Effectively just reworking and adding to the preexisting Sonic Gems Collection, I’d like to see an enhanced re-release of the 2005 game collection to address some of the criticisms lobbed at it: reinstating the unlockable Bonanza Bros. game and Streets of Rage trilogy for all regions, adding more Genesis and Game Gear titles (such as Sonic the Hedgehog, Sonic Chaos, and Sonic Drift missing from the latter selection); the replacement of Sonic the Fighters with its updated 2012 digital re-release; and – if finally possible – the long-awaited inclusion of SegaSonic and Knuckles’ Chaotix.

4. Clockwork Knight 1 & 2 Remastered Collection

Despite the Clockwork Knight franchise only consisting of two fairly obscure Sega Saturn games from 1994 and 1995 (that are arguably just one longer game split into notably short “halves”), both games are still pretty fun and charming 2.5D action platformers. My idea to make both of these titles accessible again – while also attracting newer audiences – is to develop and bundle together enhanced remasters of them (but, of course, also including the original Saturn versions as bonuses).

3. Konami Quarter-Munchers Collection

X-Men Images - LaunchBox Games Database
Image from X-Men courtesy of Konami

This one would be admittedly very impossible due to encompassing various separate licenses, but – if pigs could fly – I would genuinely love to see a definitive game collection of the multiple co-op arcade games that Konami released throughout the early 1990s based on then-upcoming and popular media franchises. This would include the company’s arcade releases of X-Men, Aliens, The Simpsons, Bucky O’Hare, G.I. Joe, Wild West C.O.W.- Boys of Moo Mesa, and both TMNT titles (if it’s okay to repeat their inclusion from The Cowabunga Collection).
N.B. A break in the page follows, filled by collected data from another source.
PR #629, opened 2018-12-12
Fix the docker image breaking from no JobHooks

wmorland:
The DTP docker image has been broken since we merged in the JobHooks code. This provides an empty Job Hooks implementation to quick fix the issue.


wmorland:
Yes #628 resolves it so this should be unnecessary.

PR #636, opened 2018-12-18
Set job state appropriately after finishing job

BrentChesny:
Do not remove job from jobstore upon completion, but set the job state to either COMPLETE or ERROR.


rtannenbaum:
+1 to setting a TTL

2. Silent Hill Definitive Collection

I count myself as one of the starving Silent Hill fans hoping beyond rational hope that the success of last year’s Silent Hill 2 remake (as well as the enhanced GOG version of SH4) might finally encourage the necessary parties to work out the issues preventing a more complete – and less disastrous – game collection than the infamous Silent Hill HD Collection. This collection would need to include all four of the original PS1/PS2 Silent Hill games (pre-Origins) fully optimized to a level comparable to the aforementioned SH4 re-release on GOG, with all original voice-acting and graphical assets intact.

1. Team Ico Trilogy

Screenshot of Ico (PlayStation 3, 2001) - MobyGames
Image of Ico courtesy of Team Ico, Japan Studio, and Sony Interactive Entertainment

Readers will undoubtedly have picked up my love for the overarching work of Team Ico (Shadow of the Colossus in particular) and would be ecstatic if more people could experience and (hopefully) fall in love with them too. To this, I suggest a game collection with the following content: an enhanced “remake” of Ico done in the same vein as the 2018 remaster of Shadow of the Colossus, upscaled PS5 reworkings of SotC 2018 and The Last Guardian, and – to appease purists – the inclusion of the optimized PS3 editions of Ico and SotC from The Ico & Shadow of the Colossus Collection.